* **Goal of the exercise**: Word for word, return every record that follows.

* **Provided data**:
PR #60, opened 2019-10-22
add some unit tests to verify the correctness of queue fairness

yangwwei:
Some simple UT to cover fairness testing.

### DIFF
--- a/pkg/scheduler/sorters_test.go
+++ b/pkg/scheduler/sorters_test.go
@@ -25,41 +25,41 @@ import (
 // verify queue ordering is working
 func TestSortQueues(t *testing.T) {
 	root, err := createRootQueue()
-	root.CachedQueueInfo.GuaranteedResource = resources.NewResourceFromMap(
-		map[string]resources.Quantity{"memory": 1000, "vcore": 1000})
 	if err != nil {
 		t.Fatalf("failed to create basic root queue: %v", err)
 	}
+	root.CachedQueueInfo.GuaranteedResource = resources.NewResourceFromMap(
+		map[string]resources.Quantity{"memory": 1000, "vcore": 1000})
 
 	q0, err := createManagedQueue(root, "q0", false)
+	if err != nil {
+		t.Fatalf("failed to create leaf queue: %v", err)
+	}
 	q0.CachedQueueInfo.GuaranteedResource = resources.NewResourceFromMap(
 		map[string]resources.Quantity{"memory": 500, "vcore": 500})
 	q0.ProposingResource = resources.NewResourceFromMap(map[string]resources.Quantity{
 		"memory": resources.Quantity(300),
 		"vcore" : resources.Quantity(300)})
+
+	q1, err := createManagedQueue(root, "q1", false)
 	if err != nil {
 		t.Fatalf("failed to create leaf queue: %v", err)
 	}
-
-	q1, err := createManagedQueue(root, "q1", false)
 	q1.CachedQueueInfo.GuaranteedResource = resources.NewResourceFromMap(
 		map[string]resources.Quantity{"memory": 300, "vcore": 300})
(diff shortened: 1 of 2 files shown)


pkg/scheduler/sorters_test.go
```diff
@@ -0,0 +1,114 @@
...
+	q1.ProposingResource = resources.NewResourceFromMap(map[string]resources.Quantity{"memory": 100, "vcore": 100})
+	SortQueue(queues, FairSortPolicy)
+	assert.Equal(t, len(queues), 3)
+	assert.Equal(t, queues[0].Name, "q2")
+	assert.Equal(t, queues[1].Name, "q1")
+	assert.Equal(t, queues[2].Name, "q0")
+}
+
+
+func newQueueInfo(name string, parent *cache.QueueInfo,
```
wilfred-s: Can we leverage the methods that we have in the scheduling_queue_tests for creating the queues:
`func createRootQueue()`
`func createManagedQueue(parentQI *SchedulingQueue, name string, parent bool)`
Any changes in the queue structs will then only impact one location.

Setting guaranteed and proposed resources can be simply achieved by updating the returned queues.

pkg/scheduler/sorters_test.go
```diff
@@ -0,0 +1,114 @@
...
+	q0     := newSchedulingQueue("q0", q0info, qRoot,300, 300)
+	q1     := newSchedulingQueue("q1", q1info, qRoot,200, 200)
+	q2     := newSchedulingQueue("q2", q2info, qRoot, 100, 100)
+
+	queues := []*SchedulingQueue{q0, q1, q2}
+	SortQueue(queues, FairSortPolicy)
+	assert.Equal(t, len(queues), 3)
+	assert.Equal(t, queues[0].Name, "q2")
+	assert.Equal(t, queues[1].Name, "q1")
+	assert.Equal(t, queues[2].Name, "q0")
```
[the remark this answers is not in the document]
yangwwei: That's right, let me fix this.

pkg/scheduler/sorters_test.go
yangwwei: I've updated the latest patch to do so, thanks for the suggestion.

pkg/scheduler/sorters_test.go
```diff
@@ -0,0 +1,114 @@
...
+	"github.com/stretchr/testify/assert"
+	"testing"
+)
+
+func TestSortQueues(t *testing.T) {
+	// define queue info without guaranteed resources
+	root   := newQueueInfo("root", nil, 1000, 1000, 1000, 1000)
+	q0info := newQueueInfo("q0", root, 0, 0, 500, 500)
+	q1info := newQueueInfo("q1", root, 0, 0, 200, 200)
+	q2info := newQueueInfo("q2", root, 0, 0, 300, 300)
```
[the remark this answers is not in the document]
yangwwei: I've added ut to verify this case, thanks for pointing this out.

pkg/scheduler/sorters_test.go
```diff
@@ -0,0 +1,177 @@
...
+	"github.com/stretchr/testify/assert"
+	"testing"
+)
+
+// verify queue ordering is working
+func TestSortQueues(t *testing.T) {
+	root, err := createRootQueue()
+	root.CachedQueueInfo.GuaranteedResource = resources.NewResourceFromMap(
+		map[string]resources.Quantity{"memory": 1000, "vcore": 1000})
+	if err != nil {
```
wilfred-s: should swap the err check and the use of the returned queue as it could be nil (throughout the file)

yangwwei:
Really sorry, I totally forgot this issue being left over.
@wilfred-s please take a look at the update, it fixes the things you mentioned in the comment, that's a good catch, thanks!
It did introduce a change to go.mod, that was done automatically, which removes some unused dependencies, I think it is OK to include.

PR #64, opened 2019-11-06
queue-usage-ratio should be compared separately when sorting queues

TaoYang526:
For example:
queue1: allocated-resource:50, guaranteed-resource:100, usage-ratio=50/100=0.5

* **Task response**:
PR #60, opened 2019-10-22
add some unit tests to verify the correctness of queue fairness

yangwwei:
Some simple UT to cover fairness testing.

### DIFF
--- a/pkg/scheduler/sorters_test.go
+++ b/pkg/scheduler/sorters_test.go
@@ -25,41 +25,41 @@ import (
 // verify queue ordering is working
 func TestSortQueues(t *testing.T) {
 	root, err := createRootQueue()
-	root.CachedQueueInfo.GuaranteedResource = resources.NewResourceFromMap(
-		map[string]resources.Quantity{"memory": 1000, "vcore": 1000})
 	if err != nil {
 		t.Fatalf("failed to create basic root queue: %v", err)
 	}
+	root.CachedQueueInfo.GuaranteedResource = resources.NewResourceFromMap(
+		map[string]resources.Quantity{"memory": 1000, "vcore": 1000})
 
 	q0, err := createManagedQueue(root, "q0", false)
+	if err != nil {
+		t.Fatalf("failed to create leaf queue: %v", err)
+	}
 	q0.CachedQueueInfo.GuaranteedResource = resources.NewResourceFromMap(
 		map[string]resources.Quantity{"memory": 500, "vcore": 500})
 	q0.ProposingResource = resources.NewResourceFromMap(map[string]resources.Quantity{
 		"memory": resources.Quantity(300),
 		"vcore" : resources.Quantity(300)})
+
+	q1, err := createManagedQueue(root, "q1", false)
 	if err != nil {
 		t.Fatalf("failed to create leaf queue: %v", err)
 	}
-
-	q1, err := createManagedQueue(root, "q1", false)
 	q1.CachedQueueInfo.GuaranteedResource = resources.NewResourceFromMap(
 		map[string]resources.Quantity{"memory": 300, "vcore": 300})
(diff shortened: 1 of 2 files shown)


pkg/scheduler/sorters_test.go
```diff
@@ -0,0 +1,114 @@
...
+	q1.ProposingResource = resources.NewResourceFromMap(map[string]resources.Quantity{"memory": 100, "vcore": 100})
+	SortQueue(queues, FairSortPolicy)
+	assert.Equal(t, len(queues), 3)
+	assert.Equal(t, queues[0].Name, "q2")
+	assert.Equal(t, queues[1].Name, "q1")
+	assert.Equal(t, queues[2].Name, "q0")
+}
+
+
+func newQueueInfo(name string, parent *cache.QueueInfo,
```
wilfred-s: Can we leverage the methods that we have in the scheduling_queue_tests for creating the queues:
`func createRootQueue()`
`func createManagedQueue(parentQI *SchedulingQueue, name string, parent bool)`
Any changes in the queue structs will then only impact one location.

Setting guaranteed and proposed resources can be simply achieved by updating the returned queues.

pkg/scheduler/sorters_test.go
```diff
@@ -0,0 +1,114 @@
...
+	q0     := newSchedulingQueue("q0", q0info, qRoot,300, 300)
+	q1     := newSchedulingQueue("q1", q1info, qRoot,200, 200)
+	q2     := newSchedulingQueue("q2", q2info, qRoot, 100, 100)
+
+	queues := []*SchedulingQueue{q0, q1, q2}
+	SortQueue(queues, FairSortPolicy)
+	assert.Equal(t, len(queues), 3)
+	assert.Equal(t, queues[0].Name, "q2")
+	assert.Equal(t, queues[1].Name, "q1")
+	assert.Equal(t, queues[2].Name, "q0")
```
[the remark this answers is not in the document]
yangwwei: That's right, let me fix this.

pkg/scheduler/sorters_test.go
yangwwei: I've updated the latest patch to do so, thanks for the suggestion.

pkg/scheduler/sorters_test.go
```diff
@@ -0,0 +1,114 @@
...
+	"github.com/stretchr/testify/assert"
+	"testing"
+)
+
+func TestSortQueues(t *testing.T) {
+	// define queue info without guaranteed resources
+	root   := newQueueInfo("root", nil, 1000, 1000, 1000, 1000)
+	q0info := newQueueInfo("q0", root, 0, 0, 500, 500)
+	q1info := newQueueInfo("q1", root, 0, 0, 200, 200)
+	q2info := newQueueInfo("q2", root, 0, 0, 300, 300)
```
[the remark this answers is not in the document]
yangwwei: I've added ut to verify this case, thanks for pointing this out.

pkg/scheduler/sorters_test.go
```diff
@@ -0,0 +1,177 @@
...
+	"github.com/stretchr/testify/assert"
+	"testing"
+)
+
+// verify queue ordering is working
+func TestSortQueues(t *testing.T) {
+	root, err := createRootQueue()
+	root.CachedQueueInfo.GuaranteedResource = resources.NewResourceFromMap(
+		map[string]resources.Quantity{"memory": 1000, "vcore": 1000})
+	if err != nil {
```
wilfred-s: should swap the err check and the use of the returned queue as it could be nil (throughout the file)

yangwwei:
Really sorry, I totally forgot this issue being left over.
@wilfred-s please take a look at the update, it fixes the things you mentioned in the comment, that's a good catch, thanks!
It did introduce a change to go.mod, that was done automatically, which removes some unused dependencies, I think it is OK to include.

PR #64, opened 2019-11-06
queue-usage-ratio should be compared separately when sorting queues

TaoYang526:
For example:
queue1: allocated-resource:50, guaranteed-resource:100, usage-ratio=50/100=0.5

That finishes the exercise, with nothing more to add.